Washington Post’un eski editörleri tarafından 2007’de kurulan ve siyasi içerikli kulis haberleriyle tanınan Politico’nun yazdığına göre Biden Yönetimi İran’la 2015 yılında üstünde P5+1 olarak mutabakata varılan ancak Trump Yönetimi’nin sudan gerekçelerle 2018’de taraf olmaktan vazgeçtiği JCPOA’ya (Ortak Kapsamlı Eylem Planı) yeniden dönmek için yaratıcı çözümler üstünde çalışıyor ve İran ile görüşüyormuş.

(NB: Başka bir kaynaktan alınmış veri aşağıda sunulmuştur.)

Issue #384, opened 2019-01-29
browser caching is not helping with default setting option when changed by user


pushyamig:
All the GET calls are cached now that also means the GET call to get the defaults call too. When a user changes there a default setting in file/assignment view and refreshes or pop out from the views momentarily in the site and come back again since the get_default call is cache it serves the content from the cached value. The easy solution would remove the get_default call from the cached configuration. But looking for a solution that let to wipe the cache on demand during the setting of the default.

pushyamig:
Test Plan: from the chrome dev tool Network tab
1. `get_user_default_selection?default_type=` is removed from cached option so this URL will make a DB call to get the data.
2. All the other call that gets the data like `grade_distribution`, `file_access_within_week`, `assignments`, `info', `courses_enabled` will be coming from the cache if available during the 24 hour period.

jennlove-um:
The selected default displays correctly when changed within the 24 hour period.  It is not coming from the cached data.

PR #385, opened 2019-01-29
#384 removing the get defaults from caching

pushyamig:


jonespm:
Good catch, this was probably a little too aggressive on this caching. Rather than having this as an API call we might just want to embed the javascript for the defaults right on the page. Maybe we can revisit this later, but thanks for the fix!

PR #386, opened 2019-01-31
Changing the BigQuery Data set to new one

pushyamig:


pushyamig:
Merging it but still can review it later

jonespm:
Was there an issue describing this change?

jonespm:
It looks like it reduces the cost of running these queries by almost 99%. If this provides the same data this is great.

PR #388, opened 2019-02-04
Improve the courses admin view to display more details in the columns

### LINKED ISSUE #387: Improve the courses admin view to display more details in the columns
The courses admin view currently only displays the course name. It would be more helpful at a glance to display more details.

A mockup is below

image

jonespm:
Fixes #387

### DIFF
--- a/dashboard/admin.py
+++ b/dashboard/admin.py
@@ -1,5 +1,7 @@
 from django.contrib import admin
 from django.conf import settings
+from django.utils.safestring import mark_safe
+from django.template.defaultfilters import linebreaksbr
 
 from .models import CourseViewOption, Course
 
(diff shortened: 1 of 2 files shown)


dashboard/admin.py
```diff
@@ -11,6 +13,13 @@ class CourseViewOptionInline(admin.StackedInline):
 
 class CourseAdmin(admin.ModelAdmin):
     inlines = [CourseViewOptionInline,]
+    list_display = ('name', 'term_id','_courseviewoption')
```
zqian: For human readabilities:

name -> course name or user name
_courseviewoption -> course view option

zqian: do not see list_display or list_select_realted used anywhere....

jonespm: These are attributes of ModelAdmin (which this is extending)
https://docs.djangoproject.com/en/1.11/ref/contrib/admin/#django.contrib.admin.ModelAdmin.list_display

They are used to define which columns appear in the table. It's pretty neat. 

These fields have to either map against the columns in the database or a method.

The verbose_name from the model is used in the display, except for this special new method I added to display the courseviewoptions table. I had to add this special method here so it would display the newlines as html <br> on separate lines for better readability in the table.

zqian: Nice!

PR #396, opened 2019-02-06
Missing $ in startup script breaks ptvsd

### LINKED ISSUE #339: Add support for debugging with ptvsd
It would be very useful if we could debug in VSCode via ptvsd. This would save me some time testing some of the issues. It looks like it's not currently compatible with gunicorn so we'll have to use the runserver and have a separate launch for that.

https://gist.github.com/veuncent/1e7fcfe891883dfc52516443a008cfcb

jonespm:
Also remove the nothreading option as it works fine without.

Fixes #339

### DIFF
--- a/start.sh
+++ b/start.sh
@@ -21,7 +21,7 @@ echo Running python startups
 python manage.py migrate
 
 if [ -z "${IS_CRON_POD}" ]; then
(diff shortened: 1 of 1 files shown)


jonespm:
@pushyamig This is why nagios is giving an error in dev. ptvsd has to run as runserver. 

We "probably" should make nagios respect either

PR #398, opened 2019-02-08
Issue - 389 - Add total bytes billed for BQ call to cron logs

### LINKED ISSUE #389: Add total bytes billed for BQ call to the cron logs
It would be useful to have details on the BQ billed status to be inserted into the cron logs.

jonespm:
Fixes #389


jonespm:
Because of this issue https://github.com/Tivix/django-cron/issues/149 messages in the django-cron are limited to 1000 characters. So I shortened up some of the messages so they all print.

jonespm:
This log now displays like below, which gives the user a better sense (if they look for it) how much the query cost to run.

image

PR #500, opened 2016-06-25
Windows On Linode

ClickSimply:
This is a guide that shows how to install Windows on a Linode VPS.


ClickSimply:
Need to make some more changes, will submit another pull request when it's all cleaned up.

PR #501, opened 2016-06-26
Windows on linode

ClickSimply:


EugeneKay:
This guide uses a VirtualBox donor VM, which is overly complex IMO. The only benefit of performing a KVM-migrated install(my original approach) was the use of Paravirtualization drivers, which was the only ones available in the original Linode KVM Beta. The alternate Full Virt mode is slower, but does not require jumping through quite so many hoops.

I suggest using a "hard disk installer"(eg, a USB stick) directly. dd the entire disk(including partition table!) to a Raw Image for Installation, use Glish to run through Windows install directly on Linode, and remove the Installer from the Profile. I also strongly suggest including a note on EMS for Lish console access.

pbzona:
Hi @ClickSimply 

While this is a cool concept (and one we get asked about more often than you might think), the logistics of testing and updating a Windows guide regularly would make it very difficult to maintain. Additionally, we're unable to provide support for Windows, and generally stay away from publishing guides on proprietary OSes.

Thank you for your submission, but I'm going to have to close this PR. If you're interested in doing a different topic in the future please feel free to reach out. Even though we can't take this guide, it's very well written and you've clearly got some interesting ideas!

dawesi:
"generally stay away from publishing guides on proprietary OSes." #really it's almost like you don't want to take people's money. #hostingfail

PR #507, opened 2016-07-18
Include directive should be at the new line

detailyang:


alexfornuto:
Thanks @detailyang! I created https://github.com/linode/docs/pull/529 which makes a single space adjustment to match indentation alignment.

PR #511, opened 2016-07-22
Restore section may need updated

jeremye77:
Restore section may need updated regarding file system limitations


brewn:
@jeremye77 -

Since your backup includes your original fstab file (with the entry for ext4) Linux will detect it as being an ext4 filesystem. While the backup is being restored as ext3, Linux sees it as ext4 because it's able to mount it as such. 

This is actually something we intend to fix in future iterations of the Backup Service, but at the moment all backups will be restored as ext3.

PR #513, opened 2016-07-24
Update for newest version of Terraria

artemisbot:
ReLogic changed the file order in the Terraria server packages to include all operating system versions. Also changes file names for latest server version v1.3.2.1


cwlinode:
Thank you for bringing this up. This guide has fallen quite out of date and we're rewriting it significantly to bring it back up to speed and streamline things. It should be published in the near future.

PR #514, opened 2016-07-29
missing word in first sentence.

PatrickCoffey:
i have provided a few different options not sure whichone the author was going for.


alexfornuto:
Thanks for bringing this to our attention! Of course, I can't merge this PR as is. If you just want to point something out, feel free to use an issue instead of a PR. I'll spin off of this branch and make the adjustment, so you're included in the history.

PR #515, opened 2016-07-29
Update for Dovecot 2.2.2.

jerrykrinock:
SUMMARY OF MAJOR CHANGES PROPOSED

• Remove references to the old Dovecot certificate and key which no longer exist in Dovecot, and refer instead to the user's "chained" SSL cert and key.  I found this to be necessary in both the Postfix and Dovecot sections of the tutorial.

• In a couple steps which instruct the user to replace entire files, instead just show the lines that are changed.  I went through and carefully found the changes, and there were small in number.  However, the original Dovecot files have many changes (presumably improvements) in comments, so I think it would be better to use the current Dovecot file.

MORE DETAIL ON EACH OF THE PROPOSED CHANGES
- In Postfix step 2, pasting in those 63 lines, in lines 26 and 27, these point to the default legacy dovecot cert and key which do not exist in the current version of Dovecot.  Instead, one must enter the path to your site’s (chained) cert and private key, as explained below in Dovecot step 19.  The Postix documentation does not explain this detail, but it seems to work the same as Dovecot.
- In Postfix step 12, in the example there are only 5 lines “starting with -o” in each of the two groups, but in my original file there are 10 each.  I followed the instructions literally and uncommented all 20 lines, and it worked
- In Dovecot step 2, regarding /etc/dovecot/dovecot.conf, the current version of Dovecot seems to have updated and improved comments compared to the 91-line listing in the tutorial.  The only significant change was adding line 21: protocols = imap pop3 lmtp.  So, I think it would be better to specify this one change rather than replacing all 91 lines.
- In Dovecot step 4, regarding  /etc/dovecot/conf.d/10-mail.conf, again the current version of Dovecot seems to have updated and improved comments compared to the 345-line listing in the tutorial.  This time, there are four differences.  The first two changes,

mail_location = maildir:/var/mail/vhosts/%d/%n
mail_privileged_group = mail

are correctly given in the tutorial.   (The second one is an “uncomment”).

The other two changes are:

~ line 43:
Linode Tutorial says:   namespace {
Dovecot 2.2.22 has:     namespace inbox {

~ line 62:
Linode Tutorial says:   #inbox = no
Dovecot 2.2.22 has:    inbox = yes

Since the tutorial did not mention these, I decided to leave them as in Dovecot 2.2.22.  And it seems to work.
- In Dovecot step 16, I think there is a mistake. Reading the text, I think that the three lines 18-20, given in the tutorial as

inet_listener imap {
  #port = 0
}

should be instead:

inet_listener imap {
  port = 0
}

Probably it does not matter, but I did it my way and it worked.
- In Dovecot step 17, the two files did not exist, and this is expected in the latest version of dovecot.  So, I deleted this step.
- In Dovecot step 19, according to Dovecot’s SSL documentation, http://wiki.dovecot.org/SSL/DovecotConfiguration, and this accepted answer, http://unix.stackexchange.com/questions/146415/specify-certificate-of-ca-in-dovecot, because Dovecot does not separately read intermediate or CA certificates, one must concatenate those after mine into a “chain” file, and set ssl_cert to the chain file.  Also, the instructions should note that the strange-looking less-than character preceding the paths to the cert and key files are required.

### DIFF
--- a/docs/email/postfix/email-with-postfix-dovecot-and-mysql.md
+++ b/docs/email/postfix/email-with-postfix-dovecot-and-mysql.md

Amaç bir an önce müzakere masasına dönmek ve sorunun daha da çözülemez hale gelmesini önlemekmiş. Politico’ya konuşan üst düzey ABD yetkilileri ve konunun uzmanları acele etmelerinin nedenlerini Haziran ayındaki İran Cumhurbaşkanlığı seçimlerine, Mayıs ayında İran ile Uluslararası Atom Enerjisi Ajansı arasında varılan geçici mutabakatın sona ereceğine, birkaç hafta içinde yeni yaptırımların devreye girebileceğine bağlamış.
Yazıldığına istinaden İran’dan beklenen nükleer zenginleştirme programını şimdilik belli bir yüzdeyle ( %20) sınırlamak, buna karşı da Amerika’nın uygulamaya koyduğu yaptırımların bazılarının kaldırılmasını sağlamakmış. Amerika dondurduğu milyar dolara varan İran varlıklarını serbest bırakacağını taahhüt etmiş. Bu da belli ki Biden Yönetimi tarafından bir tür güven arttırıcı önlem olarak düşünülmüş.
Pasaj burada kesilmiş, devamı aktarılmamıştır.